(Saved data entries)
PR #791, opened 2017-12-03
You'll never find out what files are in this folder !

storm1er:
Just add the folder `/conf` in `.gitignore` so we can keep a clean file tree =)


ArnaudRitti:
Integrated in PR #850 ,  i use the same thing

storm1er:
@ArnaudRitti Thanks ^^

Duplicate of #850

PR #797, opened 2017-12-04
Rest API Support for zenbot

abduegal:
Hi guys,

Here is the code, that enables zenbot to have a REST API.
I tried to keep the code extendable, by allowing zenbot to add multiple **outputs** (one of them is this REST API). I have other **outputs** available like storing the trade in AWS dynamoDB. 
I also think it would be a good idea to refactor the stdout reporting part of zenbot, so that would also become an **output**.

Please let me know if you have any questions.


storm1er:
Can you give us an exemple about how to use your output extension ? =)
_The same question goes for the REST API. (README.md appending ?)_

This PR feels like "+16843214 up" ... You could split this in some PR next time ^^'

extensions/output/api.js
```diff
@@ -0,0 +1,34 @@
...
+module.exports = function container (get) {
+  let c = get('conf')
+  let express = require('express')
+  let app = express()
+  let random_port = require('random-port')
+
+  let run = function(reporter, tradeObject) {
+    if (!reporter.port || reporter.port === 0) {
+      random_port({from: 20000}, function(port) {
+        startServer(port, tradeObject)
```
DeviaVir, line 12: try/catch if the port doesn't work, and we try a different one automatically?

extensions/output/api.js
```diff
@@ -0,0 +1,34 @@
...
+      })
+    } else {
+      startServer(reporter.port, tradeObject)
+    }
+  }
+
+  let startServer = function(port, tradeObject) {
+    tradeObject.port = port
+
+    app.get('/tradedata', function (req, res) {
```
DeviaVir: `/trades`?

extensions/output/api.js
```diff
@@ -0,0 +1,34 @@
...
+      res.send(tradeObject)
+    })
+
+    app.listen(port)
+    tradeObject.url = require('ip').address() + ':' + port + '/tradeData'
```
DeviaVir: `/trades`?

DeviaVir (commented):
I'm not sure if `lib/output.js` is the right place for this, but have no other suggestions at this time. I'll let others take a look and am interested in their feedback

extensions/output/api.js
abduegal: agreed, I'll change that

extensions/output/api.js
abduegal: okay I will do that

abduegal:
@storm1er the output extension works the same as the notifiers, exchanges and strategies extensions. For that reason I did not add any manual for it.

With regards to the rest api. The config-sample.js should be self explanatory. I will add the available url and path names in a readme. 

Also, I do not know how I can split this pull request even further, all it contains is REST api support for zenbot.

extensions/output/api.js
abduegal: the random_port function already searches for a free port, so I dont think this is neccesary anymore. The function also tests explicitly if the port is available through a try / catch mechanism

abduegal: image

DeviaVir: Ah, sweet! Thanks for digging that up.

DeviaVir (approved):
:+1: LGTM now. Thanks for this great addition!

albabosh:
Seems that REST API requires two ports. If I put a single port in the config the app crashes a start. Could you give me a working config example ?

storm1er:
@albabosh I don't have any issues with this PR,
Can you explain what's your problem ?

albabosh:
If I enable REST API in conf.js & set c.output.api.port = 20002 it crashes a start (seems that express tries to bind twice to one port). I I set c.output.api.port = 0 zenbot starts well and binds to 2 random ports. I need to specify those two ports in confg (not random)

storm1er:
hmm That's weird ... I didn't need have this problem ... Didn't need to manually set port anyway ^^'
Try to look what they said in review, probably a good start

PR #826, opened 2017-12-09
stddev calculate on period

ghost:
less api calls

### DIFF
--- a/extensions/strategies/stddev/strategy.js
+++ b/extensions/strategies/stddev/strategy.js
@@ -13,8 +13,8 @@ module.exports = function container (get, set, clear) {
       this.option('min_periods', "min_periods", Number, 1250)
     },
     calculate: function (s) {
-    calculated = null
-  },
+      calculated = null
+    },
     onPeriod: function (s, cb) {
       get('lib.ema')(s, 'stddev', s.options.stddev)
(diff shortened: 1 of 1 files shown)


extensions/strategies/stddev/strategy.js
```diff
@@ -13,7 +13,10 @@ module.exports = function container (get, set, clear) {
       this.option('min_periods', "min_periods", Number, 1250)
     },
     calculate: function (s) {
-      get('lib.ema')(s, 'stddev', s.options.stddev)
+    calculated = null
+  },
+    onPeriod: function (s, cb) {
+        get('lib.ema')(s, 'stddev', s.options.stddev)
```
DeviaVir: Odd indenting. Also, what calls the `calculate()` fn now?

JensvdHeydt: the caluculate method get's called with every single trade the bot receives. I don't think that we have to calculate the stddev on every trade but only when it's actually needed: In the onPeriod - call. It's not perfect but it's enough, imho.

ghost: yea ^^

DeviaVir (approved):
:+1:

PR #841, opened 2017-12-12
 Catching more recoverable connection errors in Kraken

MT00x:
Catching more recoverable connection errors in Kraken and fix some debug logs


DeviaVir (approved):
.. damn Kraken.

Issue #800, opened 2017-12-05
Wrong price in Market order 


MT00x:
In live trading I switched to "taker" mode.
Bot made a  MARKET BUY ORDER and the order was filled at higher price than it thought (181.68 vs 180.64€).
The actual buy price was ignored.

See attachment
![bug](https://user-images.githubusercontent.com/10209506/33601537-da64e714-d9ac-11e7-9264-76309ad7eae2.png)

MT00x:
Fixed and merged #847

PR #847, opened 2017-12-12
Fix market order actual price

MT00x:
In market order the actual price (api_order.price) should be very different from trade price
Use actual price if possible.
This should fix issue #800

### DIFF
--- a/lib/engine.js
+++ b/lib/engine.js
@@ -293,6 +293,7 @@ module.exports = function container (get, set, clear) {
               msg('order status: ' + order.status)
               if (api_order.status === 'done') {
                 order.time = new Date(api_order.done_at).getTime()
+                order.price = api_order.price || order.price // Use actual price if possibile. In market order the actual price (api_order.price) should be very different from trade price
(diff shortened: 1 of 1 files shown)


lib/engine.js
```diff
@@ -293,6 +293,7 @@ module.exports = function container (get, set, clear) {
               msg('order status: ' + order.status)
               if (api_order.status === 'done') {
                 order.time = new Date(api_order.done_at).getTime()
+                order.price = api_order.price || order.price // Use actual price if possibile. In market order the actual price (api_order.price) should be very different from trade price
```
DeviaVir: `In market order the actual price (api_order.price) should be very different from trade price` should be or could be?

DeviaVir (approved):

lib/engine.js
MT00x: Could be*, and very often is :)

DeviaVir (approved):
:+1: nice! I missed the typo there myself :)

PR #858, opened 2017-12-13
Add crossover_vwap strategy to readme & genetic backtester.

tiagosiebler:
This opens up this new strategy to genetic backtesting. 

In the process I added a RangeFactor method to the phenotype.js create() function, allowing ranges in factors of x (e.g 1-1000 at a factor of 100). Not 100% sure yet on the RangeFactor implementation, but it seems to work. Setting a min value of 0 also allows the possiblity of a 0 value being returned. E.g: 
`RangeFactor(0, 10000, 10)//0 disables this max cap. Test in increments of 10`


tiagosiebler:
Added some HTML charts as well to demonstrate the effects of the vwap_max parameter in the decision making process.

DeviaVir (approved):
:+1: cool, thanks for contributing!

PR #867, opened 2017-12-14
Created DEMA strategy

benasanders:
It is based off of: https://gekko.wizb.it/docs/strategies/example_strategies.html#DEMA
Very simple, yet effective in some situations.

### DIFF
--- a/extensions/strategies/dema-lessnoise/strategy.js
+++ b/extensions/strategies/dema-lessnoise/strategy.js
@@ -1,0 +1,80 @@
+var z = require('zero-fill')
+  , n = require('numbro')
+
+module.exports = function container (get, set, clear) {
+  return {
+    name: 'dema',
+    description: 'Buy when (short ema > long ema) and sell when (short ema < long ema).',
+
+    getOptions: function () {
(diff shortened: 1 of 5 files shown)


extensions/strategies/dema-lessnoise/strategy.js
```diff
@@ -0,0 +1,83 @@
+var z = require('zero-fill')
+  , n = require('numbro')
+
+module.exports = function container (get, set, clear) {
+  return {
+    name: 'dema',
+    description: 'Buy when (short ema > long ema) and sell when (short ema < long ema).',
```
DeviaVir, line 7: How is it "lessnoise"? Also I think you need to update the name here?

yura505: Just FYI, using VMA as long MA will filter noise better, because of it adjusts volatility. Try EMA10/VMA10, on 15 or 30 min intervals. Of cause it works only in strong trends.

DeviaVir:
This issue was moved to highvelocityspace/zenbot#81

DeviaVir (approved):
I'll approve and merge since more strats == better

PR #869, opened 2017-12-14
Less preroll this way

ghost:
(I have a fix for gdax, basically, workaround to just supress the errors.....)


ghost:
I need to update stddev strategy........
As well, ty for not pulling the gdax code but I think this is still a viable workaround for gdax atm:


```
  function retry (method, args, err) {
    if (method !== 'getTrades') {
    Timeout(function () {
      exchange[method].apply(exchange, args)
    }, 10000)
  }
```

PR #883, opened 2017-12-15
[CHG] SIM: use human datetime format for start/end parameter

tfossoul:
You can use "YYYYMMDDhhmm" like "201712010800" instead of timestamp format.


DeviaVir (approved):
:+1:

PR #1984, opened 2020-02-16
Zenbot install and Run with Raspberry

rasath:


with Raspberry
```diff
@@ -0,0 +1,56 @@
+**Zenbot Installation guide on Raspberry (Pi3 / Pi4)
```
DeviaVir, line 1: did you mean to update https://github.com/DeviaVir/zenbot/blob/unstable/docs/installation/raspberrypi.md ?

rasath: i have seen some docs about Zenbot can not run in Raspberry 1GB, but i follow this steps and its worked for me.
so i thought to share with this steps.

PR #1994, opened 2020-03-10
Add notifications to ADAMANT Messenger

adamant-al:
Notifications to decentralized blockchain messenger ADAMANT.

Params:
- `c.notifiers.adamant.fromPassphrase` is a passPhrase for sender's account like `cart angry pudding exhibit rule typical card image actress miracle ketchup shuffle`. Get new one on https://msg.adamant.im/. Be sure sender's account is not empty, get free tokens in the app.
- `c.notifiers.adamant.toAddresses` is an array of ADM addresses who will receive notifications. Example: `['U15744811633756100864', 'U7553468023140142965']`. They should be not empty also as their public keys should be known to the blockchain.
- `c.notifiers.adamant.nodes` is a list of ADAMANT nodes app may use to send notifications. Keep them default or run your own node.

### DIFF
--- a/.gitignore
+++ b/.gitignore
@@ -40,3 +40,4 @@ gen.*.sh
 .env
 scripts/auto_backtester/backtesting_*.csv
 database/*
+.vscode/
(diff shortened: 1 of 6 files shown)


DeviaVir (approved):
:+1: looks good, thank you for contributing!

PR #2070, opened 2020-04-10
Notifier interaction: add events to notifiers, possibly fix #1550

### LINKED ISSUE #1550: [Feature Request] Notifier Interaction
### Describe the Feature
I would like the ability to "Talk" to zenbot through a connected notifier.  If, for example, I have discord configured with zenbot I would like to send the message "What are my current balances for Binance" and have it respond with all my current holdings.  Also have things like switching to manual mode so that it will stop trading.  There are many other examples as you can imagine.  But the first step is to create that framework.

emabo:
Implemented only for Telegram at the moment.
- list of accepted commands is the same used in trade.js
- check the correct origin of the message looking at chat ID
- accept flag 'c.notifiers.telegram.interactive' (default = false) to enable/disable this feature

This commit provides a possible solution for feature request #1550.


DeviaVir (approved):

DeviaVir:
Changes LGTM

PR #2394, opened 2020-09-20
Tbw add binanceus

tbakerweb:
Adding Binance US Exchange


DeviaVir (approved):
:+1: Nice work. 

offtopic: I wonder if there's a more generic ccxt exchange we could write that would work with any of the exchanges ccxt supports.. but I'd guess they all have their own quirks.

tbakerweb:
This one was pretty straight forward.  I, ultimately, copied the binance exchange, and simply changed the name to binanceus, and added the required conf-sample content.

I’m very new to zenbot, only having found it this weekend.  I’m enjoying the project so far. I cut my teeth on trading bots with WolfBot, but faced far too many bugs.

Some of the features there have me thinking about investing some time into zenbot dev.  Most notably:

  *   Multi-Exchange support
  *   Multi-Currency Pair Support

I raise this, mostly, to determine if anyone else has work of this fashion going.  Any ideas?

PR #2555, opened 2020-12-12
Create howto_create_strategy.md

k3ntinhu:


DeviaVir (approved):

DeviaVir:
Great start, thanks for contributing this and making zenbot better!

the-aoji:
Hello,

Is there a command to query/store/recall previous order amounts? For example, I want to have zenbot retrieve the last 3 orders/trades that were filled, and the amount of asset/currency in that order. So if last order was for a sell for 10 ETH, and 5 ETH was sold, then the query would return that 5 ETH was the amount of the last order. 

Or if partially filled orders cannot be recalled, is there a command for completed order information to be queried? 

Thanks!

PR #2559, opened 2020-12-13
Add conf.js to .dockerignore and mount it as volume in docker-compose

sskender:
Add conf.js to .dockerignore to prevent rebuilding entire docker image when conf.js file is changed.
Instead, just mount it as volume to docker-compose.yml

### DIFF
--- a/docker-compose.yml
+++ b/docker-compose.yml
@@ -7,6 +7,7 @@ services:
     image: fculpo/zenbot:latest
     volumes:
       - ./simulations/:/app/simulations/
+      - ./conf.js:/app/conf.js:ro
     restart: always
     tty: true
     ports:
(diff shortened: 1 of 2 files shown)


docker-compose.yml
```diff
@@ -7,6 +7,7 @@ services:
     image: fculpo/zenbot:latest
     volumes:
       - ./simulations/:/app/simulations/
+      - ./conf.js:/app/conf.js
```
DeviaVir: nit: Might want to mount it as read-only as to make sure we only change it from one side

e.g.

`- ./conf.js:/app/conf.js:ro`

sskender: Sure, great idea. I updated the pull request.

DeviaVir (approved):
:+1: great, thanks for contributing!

# YOUR TASK
From the records above, copy out the line with "- check the", the line with "Adding Binance US Exchange", and every line between them, word for word.

# FINAL ANSWER
- check the correct origin of the message looking at chat ID
- accept flag 'c.notifiers.telegram.interactive' (default = false) to enable/disable this feature

This commit provides a possible solution for feature request #1550.


DeviaVir (approved):

DeviaVir:
Changes LGTM

PR #2394, opened 2020-09-20
Tbw add binanceus

tbakerweb:
Adding Binance US Exchange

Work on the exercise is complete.